◆ YOUR INSTRUCTIONS: Output, please, exactly those lines of the listing that come before the line with "-- view class for PairwiseField", along with that line itself.

◆ EXERCISE DATA:
-------------------------

PR #462, opened 2026-01-31
Creating View class for PairwiseField

jmikeowen:
# Summary

- This PR is a feature
- It does the following:
  - Breaks up the PairwiseField using View/Value pattern into PairwiseFieldView and PairwiseField, such that PairwiseFieldView is appropriate for use on GPU devices.

------
### ToDo :

- [x] Create LLNLSpheral PR pointing at this branch. (PR#196)

### DIFF
--- a/src/Neighbor/PairwiseFieldView.hh
+++ b/src/Neighbor/PairwiseFieldView.hh
@@ -1,0 +1,81 @@
+//---------------------------------Spheral++----------------------------------//
+// PairwiseFieldView -- view class for PairwiseField
+//
+// Stores a value per node pair in a NodePairList. Because connectivity is
+// allowed to change step to step in our meshfree methods, PairwiseField is
+// ephemeral and will be invalidated when topology is updated.
+//
+// Created by J. Michael Owen, Wed Nov 20 14:44:44 PST 2024
+//----------------------------------------------------------------------------//
+#ifndef _Spheral_NeighborSpace_PairwiseFieldView_
+#define _Spheral_NeighborSpace_PairwiseFieldView_
+
+#include "Neighbor/PairwiseFieldElementAccessor.hh"
+#include "Utilities/DataTypeTraits.hh"
+#include "Utilities/StrideIterator.hh"
+#include "Utilities/DBC.hh"
+
+#include "chai/ManagedArray.hpp"
+#include "chai/ExecutionSpaces.hpp"
+
+#ifdef SPHERAL_UNIFIED_MEMORY
+#include "Utilities/span.hh"
+#endif
+
+namespace Spheral {
+
+// Forward declarations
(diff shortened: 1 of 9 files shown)


tests/cpp/Neighbor/pairwisefieldview_tests.cc
```diff
@@ -0,0 +1,206 @@
...
+    }
+
+    // Check the values in a RAJA loop
+    RAJA::forall<WORK_EXEC_POLICY>(TRS_UINT(0, N),
+       [=] SPHERAL_HOST_DEVICE (size_t i) {
+         SPHERAL_ASSERT_EQ(dfield_v[i], 0.0);
+         SPHERAL_ASSERT_EQ(ddfield_v[i][0], 0.0);
+         SPHERAL_ASSERT_EQ(ddfield_v[i][1], 1.0);
+       });
+
```
ldowen, line 110: Should we check the counters here with COMP_COUNTERS like we do with other tests like FieldView?

src/Neighbor/PairwiseFieldView.hh
```diff
@@ -0,0 +1,81 @@
...
+
+  // Comparators
+  SPHERAL_HOST_DEVICE bool operator==(const PairwiseFieldView& rhs) const           { return mSpan == rhs.mSpan; }
+  SPHERAL_HOST_DEVICE bool operator!=(const PairwiseFieldView& rhs) const           { return mSpan != rhs.mSpan; }
+
+  // Other methods
+  SPHERAL_HOST_DEVICE size_t size() const                                           { return mSpan.size()/numElements; }
+
+  // Zero the Field
+  SPHERAL_HOST_DEVICE void Zero()                                                   { for (auto& x: mSpan) x = DataTypeTraits<Value>::zero(); }
```
ldowen, line 71: I'm not sure if this matters but not all of the DataTypeTraits zero functions are set as host device.

jmikeowen: Hmm.  Good point.  Since this is an inline method that's not hitting us since the Value types we're instantiating do have those methods host/device.  I'd say let's leave this as is, and if we introduce new Fields (or PairwiseFields) of types that need that changed we look at it then.

tests/cpp/Neighbor/pairwisefieldview_tests.cc
jmikeowen: I didn't add those callback methods to the PairwiseFieldView since I didn't want to introduce that sort of complication (and extra storage) to the class.  Do we want those callback furnctions for every view class?

ldowen: Oh right! No that's fine.

ldowen (approved):

PR #471, opened 2026-02-19
Fix broken schedules and redundant lib installs

### LINKED ISSUE #427: Unnecessary duplicate python files/libraries installed
Our CMake is installing the Spheral python files and libraries twice. Once in .venv/lib/python3.9/site-packages/Spheral and again in lib/python3.9/site-packages/Spheral. The second install is unused and should not occur.

ldowen:
# Summary

- This PR is a bug fix.
- It does the following:
  - Removes redundant library installs.
  - Fixes the broken performance pipeline schedule.
  - Fixes broken viz with matplotlib by switching to python3+tkinter and using the system installs for tk and tcl.
  - Moves adiak routines out of PYB11Generator preamble into a separate file.

------
### ToDo :

- [x] Create LLNLSpheral PR pointing at this branch. (PR#200)


.gitlab/scripts.yml
```diff
@@ -129,6 +130,7 @@
   stage: update_tpls
   rules:
     - !reference [.merge_pr_rule, rules]
+    - if: '$CI_COMMIT_MESSAGE =~ /update-tpls/'
```
mcfadden8, line 135: Should/Can this trigger and its intended usage be documented someplace?  What is the expected result when someone adds this comment in one of their own activity branches?

ldowen: We have a few of these things. I will add some comments to the scripts file to mention what they do. This one should simply run the update tpls pipeline meaning any new tpl versions are installed in the upstream.

mcfadden8 (dismissed):

jmikeowen (dismissed):

PR #1034, opened 2016-05-18
Glass L&F improvement (6.0-M6)

mrerrormessage:
Meta-issue for all Glass L&F issues in 6.0-M6. Please comment below and we'll keep a list of tasks here. __Please include a screenshot if possible__ (annotated ones are even better).

- [x] Consistent button borders
- [x] Make weird border thing less weird, or border-y, or less of a thing
- [ ] Focused, active JButtons should have white text


mrerrormessage:
See #1045.

PR #1047, opened 2016-05-18
Fix copying of ProbLab models and copy Oil Cartel HubNet to HubNet Activities

nicolaspayette:


mrerrormessage:
Looks good, thanks!

PR #1064, opened 2016-05-26
Remove `isDirectory` check on `.git` when converting a model to normal mode

nicolaspayette:
With the new project structure, `.git` is a file pointing to `../.git/modules/models` instead of being a directory.


mrerrormessage:
Looks good here, I'll merge this as soon as Travis passes.

PR #695, opened 2016-05-31
String representation of tasks

mrerrormessage:
IT would be great to have a way of returning a string representation of a task. I think ideally it would be the default reporter value for a task. Currently if I write: `let atask task [ask turtles [fd 1]] show atask`, the `show` gives me:

    observer> let atask task [ask turtles [fd 1]] show atask
    observer: (command task from: Command Center)

Rather, I'd want it to return something like: 

    observer> let atask task [ask turtles [fd 1]] show atask
    observer: (command task from: Command Center: [ask turtles [fd 1]])

I guess alternatively we could introduce a new reporter, e.g. `show-task`, that takes a task as an argument and reports only the actual text. That [i]might[/i] be useful for models where tasks are generated and people want to dynamically check (or change) tasks.


mrerrormessage:
Sample of the changes involved can be found [here](https://github.com/NetLogo/NetLogo/pull/695/files#diff-f0da6dbe662e3fa38f6f489534a4c31cR1). Does this change match what you were looking for @arthurhjorth ? I like this change overall and I think it makes showing primitives work more "as expected."

qiemem:
Looks awesome, Robert. One thing: Currently, extensions can return task-subclasses to allow arbitrary Java code to be run from tasks. `cf` is one example. In those cases, what should/does happen? Related: #948

arthurhjorth:
That looks great, thanks so much @mrerrormessage !

I was going to ask whether this also fixed #755 but then I checked on it and saw that you'd already done that and asked me about it. Oops, sorry about that. 

@qiemem do you have an old version of LS with `to-otpl` lying around so we can check #755? Alternatively, do we want `to-otpl` as an underscoreunderscore prim? Maybe this is the wrong place to have this conversation. If so, we can move it somewhere more appropriate.

mrerrormessage:
I would prefer to have any conversation about `to-otpl` take place in a separate thread (feel free to open a new issue if you need work done on NetLogo). I'll go ahead and merge this in. Thanks for taking a look!

qiemem:
> @qiemem do you have an old version of LS with to-otpl lying around so we can check #755? 

Well, we both do, in our git histories, but it won't work with 6.0.

I agree with Robert that the to-OTPL discussions belongs elsewhere.

qiemem:
Apologies for commenting on a closed issue, but I wonder if an evaluatable representation would be better. E.g.:

```
(task [ "foo" ])
```
instead of
```
(reporter task: [ "foo" ])
```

-------------------------

◆ RESPONSE:
PR #462, opened 2026-01-31
Creating View class for PairwiseField

jmikeowen:
# Summary

- This PR is a feature
- It does the following:
  - Breaks up the PairwiseField using View/Value pattern into PairwiseFieldView and PairwiseField, such that PairwiseFieldView is appropriate for use on GPU devices.

------
### ToDo :

- [x] Create LLNLSpheral PR pointing at this branch. (PR#196)

### DIFF
--- a/src/Neighbor/PairwiseFieldView.hh
+++ b/src/Neighbor/PairwiseFieldView.hh
@@ -1,0 +1,81 @@
+//---------------------------------Spheral++----------------------------------//
+// PairwiseFieldView -- view class for PairwiseField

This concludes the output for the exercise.